Julie Hoffmann can't find enough workers for her business.

Hoffmann, the owner of East River Nursery in Huron, looked for solutions to her growing workforce problem from U.S. Rep Kristi Noem on Thursday as she stopped by Huron for her Tax Cuts and Jobs Tour. The Republican's visit was part of a statewide tour to discuss the impact a tax overhaul will have on businesses, paychecks and families.

Noem, who said many believe the recent tax reform bill ignores "everyday people," decided to take to the road and answer questions herself. In her Huron stop, the focus was small business, drawing in at least 10 local business owners.

"We have 83,000 jobs in South Dakota directly tied with small businesses ..." Noem said to the crowd. " ... When you give a tax cut to small businesses, that's when you automatically see that economic growth, so I was thrilled with where we ended up."

Highlights to the tax reform bill, which was signed into law just before Christmas, offers a first-ever 20 percent tax deduction that applies to the first $315,000 of joint income earned by small businesses, Noem said. This is the "biggest tax cut that small businesses" have gotten, she added.

Noem continued to say the bill offers a 100 percent business expensing option that will allow businesses to write off purchases in order to invest and continue expanding.

"We focused on growth so if it was actually going to cause businesses to expand, relocate in the country then that was something we wanted to do," said Noem....

Business owners peppered Noem with questions beyond the tax reform bill, including health care — which Noem said was the No. 1 issue she hears about now that the tax bill has passed.

With continuous complaints about rising health care rates, Noem said the tax bill will hopefully keep "a little bit more money" in South Dakotans' pockets, including Hoffmann's.

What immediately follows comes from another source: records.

PR #294, opened 2023-05-26
GH-691: Integrate `--min-hops` with `PersistentConfiguration`

### LINKED ISSUE #691: Integrate `--min-hops` with `PersistentConfiguration`
This card is a child of #567 and is blocked by #690.

Make a place for it in `PersistentConfiguration` and modify `SetupReporter` to load it from the database if it isn't specified anywhere with higher priority. Remember to add a database migration for the new configuration property and bump the `CURRENT_SCHEMA_VERSION` constant.

utkarshg6:


node/src/daemon/setup_reporter.rs
```diff
@@ -1283,7 +1283,7 @@ mod tests {
             ("ip", "4.3.2.1", Set),
             ("log-level", "warn", Default),
             ("mapping-protocol", "", Blank),
-            ("min-hops", "3", Configured), // TODO: GH-698: This should be changed to Default after this card is played
+            ("min-hops", "", Blank),
```
bertllll: Really? I 'd expect `("min-hops","3", Default)`, but you might have talked this over with Dan and this is it. 

Is the reason, that we weren't satisfied by the current state of the setup_reporter algorithm? I remember we wondered a lot about how it works and how it should work ideally. I don't know why this shouldn't become a default. I think it should, because it sounds silly that the min hop count would stay blank, this value must be always known...

node/src/database/db_initializer.rs
```diff
@@ -1032,6 +1039,7 @@ mod tests {
             false,
         );
         verify(&mut config_vec, "mapping_protocol", None, false);
+        verify(&mut config_vec, "min_hops_count", Some("3"), false);
```
bertllll: This is okay. 

If you want to please me, I'd like to see this test (`existing_database_with_correct_version_is_accepted_without_changes`) be separated into two different tests. You might remember it was said that it combines two different concerns. One, it makes sure that when you create a new database and modify and close it and open again, the values put in the last time will still be there.
Dan said something like it would be even nicer to test that if you put records in all those financials tables (payable, receivable, pending_payable, banned) the test will be much better. 

You would then have also the second test testing just the config table alone for right values after it was created the first time. Don't forget to give a well illustrative name because we don't want to repeat that we had to look hard for this test when we wanted to add a new parameter into the config table. 

The new name also can reflect that this tests the creation not a migration.

node/src/db_config/persistent_configuration.rs
```diff
@@ -335,6 +337,20 @@ impl PersistentConfiguration for PersistentConfigurationReal {
...
+        let result = self.get("min_hops_count")?.map(|val| Hops::from_str(&val));
+        match result {
+            None => Err(PersistentConfigError::NotPresent),
+            Some(Ok(hops)) => Ok(hops),
+            Some(Err(msg)) => Err(PersistentConfigError::DatabaseError(msg)),
+        }
+    }
+
+    fn set_min_hops_count(&mut self, value: Hops) -> Result<(), PersistentConfigError> {
+        let value = format!("{}", value as usize);
```
bertllll: Could be `(value as usize).to_string()`. But I don't care so much.

node/src/db_config/persistent_configuration.rs
```diff
@@ -1685,6 +1701,52 @@ mod tests {
...
+    fn set_min_hops_count_to_some() {
+        let set_params_arc = Arc::new(Mutex::new(vec![]));
+        let config_dao = ConfigDaoMock::new()
+            .set_params(&set_params_arc)
+            .set_result(Ok(()));
+        let mut subject = PersistentConfigurationReal::new(Box::new(config_dao));
+
+        let result = subject.set_min_hops_count(Hops::TwoHops);
+
+        assert!(result.is_ok());
```
bertllll: I'd prefer `assert_eq!(result, Ok(()))` because yours could potentially contain something, not shown to us.

node/src/db_config/persistent_configuration.rs
```diff
@@ -335,6 +337,20 @@ impl PersistentConfiguration for PersistentConfigurationReal {
             .set("mapping_protocol", value.map(|v| v.to_string()))?)
     }
 
+    fn min_hops_count(&self) -> Result<Hops, PersistentConfigError> {
+        let result = self.get("min_hops_count")?.map(|val| Hops::from_str(&val));
```
bertllll: I think this is misunderstanding from Dan. 

Methods like this one, where the value should always be found, are treated in the standard way by using 
Self::missing_value_panic("min_hops_count"). If you don't do that you break the consistency.

I believe what Dan meant and was mistaken by is what should happen if this exact row does not exist in the config table at all. However, my answer is that the question mark at this line 341 does this job for us. It will raise an error if it happens. 

So that situation might not even be costumed to be tested, looking around here, even though it's debatable if it should be. 

What your third test, affected by what I'm getting at here, should be like is a test that tests a panic with the standard message from inside the function I mentioned in this comment a bit higher.

node/src/db_config/persistent_configuration.rs
```diff
@@ -1685,6 +1701,52 @@ mod tests {
...
+        assert!(result.is_ok());
+        let set_params = set_params_arc.lock().unwrap();
+        assert_eq!(
+            *set_params,
+            vec![("min_hops_count".to_string(), Some("2".to_string()))]
+        );
+    }
+
+    #[test]
+    fn throws_err_when_min_hops_count_value_is_missing() {
```
bertllll: I hope you read my comment at the implementation.

node/src/node_configurator/node_configurator_standard.rs
```diff
@@ -251,11 +251,16 @@ fn configure_database(
         if let Err(pce) = persistent_config.set_clandestine_port(port) {
             return Err(pce.into_configurator_error("clandestine-port"));
         }
-    }
+    } // TODO: Shouldn't we be testing for the else case when no clandestine port is returned
```
bertllll: Of course we should. 

However, putting an expect up here might be the smoothest solution. You can think about it. My guess is that the missing port would mean some of our procedures that are supposed to run before this place don't work right.  

At any rate, I'd like to encourage you to fix it instead of adding more TODOs in. I wouldn't if the fix would require a lot of work.

node/src/sub_lib/neighborhood.rs
```diff
@@ -396,6 +396,19 @@ impl FromStr for Hops {
...
+    fn fmt(&self, f: &mut Formatter<'_>) -> std::fmt::Result {
+        match *self {
+            Hops::OneHop => write!(f, "1"),
+            Hops::TwoHops => write!(f, "2"),
+            Hops::ThreeHops => write!(f, "3"),
+            Hops::FourHops => write!(f, "4"),
+            Hops::FiveHops => write!(f, "5"),
+            Hops::SixHops => write!(f, "6"),
+        }
+    }
```
bertllll, line 402: Please rewrite it so that the whole match returns this type `&str` (desugared as &static' str) and this value is assigned to a variable which you put in a single call like `write!(f, min_hops)` or if unsupported then `write!(f, "{}", min_hops)` but the former should work too.  

I find such a solution more decent.

node/src/test_utils/mod.rs
```diff
@@ -555,6 +555,7 @@ pub mod unshared_test_utils {
         NLSpawnHandleHolder, NLSpawnHandleHolderReal, NotifyHandle, NotifyLaterHandle,
     };
     use crate::test_utils::database_utils::bring_db_0_back_to_life_and_return_connection;
+    use crate::test_utils::neighborhood_test_utils::MIN_HOPS_COUNT_FOR_TEST;
```
bertllll: Is there a good reason why there must be two constants, one for each, either the production or test tree?

I think nothing would backfire us if you were just using the official default.

node/src/test_utils/persistent_configuration_mock.rs
```diff
@@ -44,6 +44,10 @@ pub struct PersistentConfigurationMock {
     mapping_protocol_results: RefCell<Vec<Result<Option<AutomapProtocol>, PersistentConfigError>>>,
     set_mapping_protocol_params: Arc<Mutex<Vec<Option<AutomapProtocol>>>>,
     set_mapping_protocol_results: RefCell<Vec<Result<(), PersistentConfigError>>>,
+    min_hops_count_params: Arc<Mutex<Vec<()>>>,
```
bertllll: We reach the option with asserting on empty params only really rarely. In special situations. I don't think you need it here. Just don't create it and leave it out. 

You can easily prove that the function was called. You just need to provide such a result which is different from the default and if you can see the effects of that at the end you are warm and dry.

node/src/test_utils/persistent_configuration_mock.rs
```diff
@@ -172,6 +176,16 @@ impl PersistentConfiguration for PersistentConfigurationMock {
         self.set_mapping_protocol_results.borrow_mut().remove(0)
     }
 
+    fn min_hops_count(&self) -> Result<Hops, PersistentConfigError> {
+        self.min_hops_count_params.lock().unwrap().push(());
```
bertllll: unimportant line

node/src/test_utils/persistent_configuration_mock.rs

"It looks like there's going to be some relief for us," Hoffmann said. "Maybe we can afford a better insurance package for our employees."

The next hot button issue was sales tax, and the hit businesses have taken with online shopping. Several small business owners raised concerns with Noem, and they worry about keeping business alive with growing online purchases.

But Noem assured the crowd she has "the bill to fix it." Her bill, Noem said, would create a federal clearinghouse that would collect sales tax. And if a South Dakotan shops in California, the tax would be collected at South Dakota's rate.

And she claims to have President Donald Trump's support, who she said has committed to her that the bill will get passed.

"That would fix a lot of what's wrong in South Dakota," Noem said, talking about the hurdles she has yet to pass with the bill. "These people are paying property taxes, they're hiring folks, they're giving them jobs, and we're undercutting them every time we let somebody buy something online."